Available data Start Marker

Issue #2340, opened 2022-06-16
Report availability of data connection


sime:
During the [debugging](https://www.notion.so/satoshilabs/32ca2fc003bf465a9b3c41ed7315a000?v=fabca552ea3a4dad919a93c94ccc0fcb&p=27d2299ec4584485a9f14cacd3f48656) of a Trezor that is not being recognised, users may connect a power only cable to the Trezor.

Is it technical feasible that the Trezor can distinguish if something is trying to 'talk' over the wire.

Potential use case: Trezor shows a 'no data connection' icon/label when a non-data friendly cable is connected. 

#### User Story
As a Trezor user
I want to know when I have connected a non data cable to my Trezor
So that I know my Trezor will not work with this cable

#### Accetpance criteria
Given I have a powerbank
When I connect my Trezor to it
Then I should see a 8x8 pixel blue (#0000FF) in the top left

Given I have power only USB data cable
And it is connected to a computer
When I connect my Trezor to it
Then I should see a 8x8 pixel blue (#0000FF) in the top left

Given I have a [USB-C hub](https://www.hypershop.com/collections/usb-c-hubs/products/hyperdrive-slim-usb-c-hub-for-macbook-chromebook-pc-usb-c-devices)
And it is connected to a power source
And no computer is connected to it
When I connect Trezor to the hub
Then I should see a 8x8 pixel blue (#0000FF) in the top left

#### Wireframe
![broken_cable](https://user-images.githubusercontent.com/216917/174846615-fdcb28fd-5a94-46dc-bc09-cc49c9c5fe9c.png)

matejcik:
it would also be nice to detect "dying" cables somehow, but I don't know how exactly they behave.
is it lost packets? unfinished data? ...etc

hiviah:
USB packets have CRC and retransmission (except isochronous mode for real-time like audio), so data won't seem corrupted I'd think.

Few times I've seen something was that device looked fine at first, but when you started more power intensive operation like firmware update, it got stuck

matejcik:
> CRC and retransmission

could we get access to, e.g., a retransmission counter?

sime:
Updated the issue description with acceptance criteria for proof of concept.

hiviah:
I looked over complete map of USB-related registers in SVD definition, but there doesn't seem to be any for counting retransmits.

sime:
@hiviah Could you point to a build where this can be tested?

cc: @Hannsek

[...]

PR #2366, opened 2022-07-04
Detect whether USB data pins are connected

hiviah:
Implementation of  #2340.

### DIFF
--- a/core/embed/unix/usb.c
+++ b/core/embed/unix/usb.c
@@ -27,6 +27,7 @@
 #include <time.h>
 #include <unistd.h>
 
+#include "profile.h"
 #include "touch.h"
 #include "usb.h"
 
@@ -252,7 +253,7 @@ void pendsv_kbd_intr(void) {}
 void mp_hal_set_vcp_iface(int iface_num) {}
 
 secbool usb_configured(void) {
-  if (access("/var/tmp/trezor.usb_data_disconnected", F_OK) == 0) {
+  if (access(profile_usb_disconnect_path(), F_OK) == 0) {
     return secfalse;
   }
 
--- a/core/embed/unix/usb.c
+++ b/core/embed/unix/usb.c
@@ -25,6 +25,7 @@
 #include <sys/poll.h>
 #include <sys/socket.h>
 #include <time.h>
+#include <unistd.h>
 
 #include "touch.h"
 #include "usb.h"
@@ -249,3 +250,11 @@ int usb_webusb_write(uint8_t iface_num, const uint8_t *buf, uint32_t len) {
 void pendsv_kbd_intr(void) {}
 
 void mp_hal_set_vcp_iface(int iface_num) {}
+
+secbool usb_configured(void) {
+  if (access("/var/tmp/trezor.usb_data_disconnected", F_OK) == 0) {
+    return secfalse;
+  }
+
+  return sectrue;
+}
--- a/core/src/apps/homescreen/homescreen.py
+++ b/core/src/apps/homescreen/homescreen.py
@@ -1,10 +1,11 @@
 import utime
 from micropython import const
+from typing import Tuple
 
 import storage
 import storage.cache
 import storage.device
-from trezor import config, ui, utils
+from trezor import config, io, loop, ui, utils
 from trezor.ui.loader import Loader, LoaderNeutral
 
 from apps.base import lock_device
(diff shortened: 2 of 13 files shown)


core/embed/unix/usb.c
```diff
@@ -249,3 +250,11 @@ int usb_webusb_write(uint8_t iface_num, const uint8_t *buf, uint32_t len) {
 void pendsv_kbd_intr(void) {}
 
 void mp_hal_set_vcp_iface(int iface_num) {}
+
+secbool usb_configured(void) {
+  if (access("/var/tmp/trezor.usb_data_disconnected", F_OK) == 0) {
```
matejcik, line 255: please add to `unix/profile.c` instead of hard-coding the name

core/src/apps/homescreen/homescreen.py
```diff
@@ -54,6 +67,9 @@ def do_render(self) -> None:
         # homescreen with shifted avatar and text on bottom
         # Differs for each model
 
+        if not utils.usb_data_connected():
```
matejcik, line 70: please render a header instead.
`ui.header_error("NO USB CONNECTION")` might fit?
this error is the highest priority so it should be the first check in the list

hiviah: Changed.

matejcik (approved):
LGTM
will merge once the CI goes green

(next time please don't resolve comments which you didn't start, the reviewer should do that)

we should add a test for this, but it's not really possible currently; we would either need to add emulator control to device_tests, or introduce UI recording to persistence_tests. I will create a separate issue for that.

hiviah:
Everything in CI is green now.

(don't understand why the click test got stuck before but everything looks OK now)

matejcik:
QA instructions:
- get a data-only USB cable; or plug the TT into a charger instead of a PC
- check that "NO USB CONNECTION" is shown on the homescreen (only after unlocking with PIN, i believe)
- check that it is _not_ shown when connecting to a normal PC with a good cable

matejcik:
@hiviah do we have any way for a normal user to trigger the _change_ in this parameter?
i dunno, get a powered USB hub, leave it unplugged from PC, then plug into PC?

bosomt:
No idea what happened here.
I'm using 2.5.3 for some time but i seen it for first time.
I was running CoinJoin so device was not able to go to sleep.
As soon i added another account in Trezor Suite message was gone

image


**Info:**
 - Suite version: desktop 22.11.1 (36517f2367056ec69f25858ddd96684364d1dbc5)
 - Browser: Mozilla/5.0 (Macintosh; Intel Mac OS X 10_15_7) AppleWebKit/537.36 (KHTML, like Gecko) TrezorSuite/22.11.1 Chrome/100.0.4896.160 Electron/18.3.5 Safari/537.36
 - OS: MacIntel
 - Screen: 1440x900
 - Device: model T 2.5.3 Universal (revision 2f03ace311584988d5aeab58fd1acf24ef54711a)
 - Transport: bridge 2.0.32

hiviah:
Does it happen also when you set long autolock to prevent locking and just leave it connected for the same amount of time, without doing anything? How long did it take before the message showed up?

My guess is that OS deconfigured&suspended the device and once you try to connect to it again (make an account), bridge triggered OS to reenumerate USB devices so the device went back to "configured" (actively connected state).

bosomt:
@hiviah device/coinjoin was running all night long during Thursday night. So its possible it after autolock time. Found it like this at Friday morning.

bosomt:
it just happened to me again

- Suite reported device connected
- bridge reported device connected and no session
- device reported `no usb conection`

as soon i added account in suite it changed to `pin not set`
so its definitely not PIN/autolock related, no PIN is set in device 

**Info:**
 - Suite version: desktop 22.12.0 (e97f817b93cf74d122ad303a2572a8fb1a9bc3f0)
 - Browser: Mozilla/5.0 (Macintosh; Intel Mac OS X 10_15_7) AppleWebKit/537.36 (KHTML, like Gecko) TrezorSuite/22.12.0 Chrome/104.0.5112.124 Electron/20.3.5 Safari/537.36
 - OS: MacIntel
 - Screen: 1440x900
 - Device: model T 2.5.3 Universal (revision 2f03ace311584988d5aeab58fd1acf24ef54711a)
 - Transport: bridge 2.0.32

PR #2369, opened 2022-07-05
chore(crypto): remove graphene base58 functions as they are not used anywhere

prusnak:


andrewkozlik (approved):
LGTM

BTW, there are some Graphene test vectors in `core/tests/test_trezor.crypto.base58.py`. The test uses the python implementation of base58, so it's unrelated to the code changes in this PR. I think it's OK to keep the Graphene test vectors in the core unit tests.

prusnak:
> I think it's OK to keep the Graphene test vectors in the core unit tests.

Right. At first I thought we should drop this as well, but then I realised we at least have test which overrides the digest function of `base58.{de,en}code_check` via the `digestfunc` argument.

PR #2371, opened 2022-07-06
Add support for Zcash unified addresses

jarys:
Specification: [ZIP-316](https://zips.z.cash/zip-0316)

Unified addresses feature is conditioned by `USE_ZCASH` flag.
- unix: `USE_ZCASH=1`
- firmware: `USE_ZCASH=BITCOIN_ONLY` , i.e. Zcash parasitizes on btconly free memory


core/src/apps/common/coininfo.py.mako
```diff
@@ -145,6 +151,15 @@ def by_name(name: str) -> CoinInfo:
             ${attr}=${func(coin[attr])},
             % endfor
         )
+% endfor
+    if utils.USE_ZCASH:
```
andrewkozlik, line 155: This should probably be `utils.USE_ZCASH or not utils.BITCOIN_ONLY`, or something similar, depending on https://github.com/trezor/trezor-firmware/issues/2375.

core/src/apps/zcash/addresses.py
```diff
@@ -0,0 +1,128 @@
+"""
+Implementation of encoding and decoding of Zcash
+unified addresses according to the ZIP-316.
+
+see: https://zips.z.cash/zip-0316
+"""
+
+from typing import TYPE_CHECKING
```
andrewkozlik, line 8:
```suggestion
from typing import Dict
```

jarys:
I realized why the flash was overflowing. Crate `f4jumble` depends on crate `blake2b_simd`, which uses enormous amount of inlining. After disabling this behavior by enabling `blake2b_simd/uninline_portable` feature, firmware fits into the flash again.

According to my analysis, dependencies are under 8.7 KiB.
```
  Size        Crate Name
3.7KiB blake2b_simd blake2b_simd::avx2::compress1_loop
1.3KiB blake2b_simd blake2b_simd::guts::Implementation::compress1_loop
1.1KiB blake2b_simd blake2b_simd::portable::round
  379B blake2b_simd blake2b_simd::Params::hash
  362B blake2b_simd blake2b_simd::Params::to_state
  318B     f4jumble f4jumble::State::g_round
  273B blake2b_simd blake2b_simd::State::update
  214B     f4jumble f4jumble::State::h_round
  179B    [Unknown] main
  171B blake2b_simd blake2b_simd::State::finalize
  140B blake2b_simd blake2b_simd::guts::final_block
  137B blake2b_simd blake2b_simd::State::fill_buf
   84B     f4jumble f4jumble::f4jumble_mut
   56B          std <core::ops::range::Range<usize> as core::slice::index::SliceIndex<[T]>>::index_mut
   45B          std <core::ops::range::Range<usize> as core::slice::index::SliceIndex<[T]>>::index
   35B blake2b_simd core::slice::<impl [T]>::copy_from_slice
   29B          std core::slice::index::<impl core::ops::index::Index<I> for [T]>::index
   26B     f4jumble f4jumble::xor
8.7KiB              .text section size, the file size is 26.6KiB
```

prusnak:
Is this for the firmware or for the emulator?

I'm asking because e.g. `blake2b_simd::avx2` does not make sense for the firmware (we don't have Intel AVX2 instructions on ARM).

andrewkozlik:
> According to my analysis, dependencies are under 8.7 KiB.

Good job!

The code duplication between C and Rust is unfortunate. The C implementation of blake2b also uses a lot of inlining and is one of the biggest crypto implementations that we have https://github.com/trezor/trezor-firmware/issues/1947#issuecomment-1096746844. The only ones that are bigger are the ECC implementations that use precomputed tables.

If we want to get rid of the code duplication, then one option is implementing f4jumble in C, which should be very easy. It's just a 4-round Feistel scheme with blake2b at its core: https://github.com/daira/jumble/blob/main/f4jumble.py.

jarys:
> Is this for the firmware or for the emulator?

firmware

> So maybe we could switch to non-SIMD version of blake2b?

This is not so easy since we depend on `blake2b_simd` indirectly through `f4jumble` crate :/ Standard approach would be to fork `f4jumble` and then depend on this fork and maintain it.

> If we want to get rid of the code duplication, then one option is implementing f4jumble in C, which should be very easy.

This is possible optimization for sure.

core/src/apps/zcash/addresses.py
```diff
@@ -0,0 +1,128 @@
...
+from trezor.wire import DataError
+
+from apps.common.coininfo import CoinInfo
+from apps.common.readers import read_compact_size
+from apps.common.writers import write_bytes_fixed, write_compact_size
+
+if TYPE_CHECKING:
+    from typing import Dict
+
+    pass  # this `pass` resolves syntax error in addresses.i
```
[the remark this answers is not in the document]
jarys: 53874f4c4d9ca5ece5111dabdb8d3fdd48bd8d3b

core/src/apps/zcash/addresses.py
jarys: 53874f4c4d9ca5ece5111dabdb8d3fdd48bd8d3b

jarys:
I removed `USE_ZCASH` conditional compilation and enabled `blake2s_simd/uninline_portable` 6f2bf037689ce6f345f8b4be565512d29a0bff26.

But since importing `f4jumble` already soaked through many files, I will probably open a new PR to make a version based on C-blake2b implementation.

jarys:
replacing this PR by #2398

Available data End Marker

Identify the lines above with the word "common". Copy them.

Answer section:
core/src/apps/common/coininfo.py.mako
+from apps.common.coininfo import CoinInfo
+from apps.common.readers import read_compact_size
+from apps.common.writers import write_bytes_fixed, write_compact_size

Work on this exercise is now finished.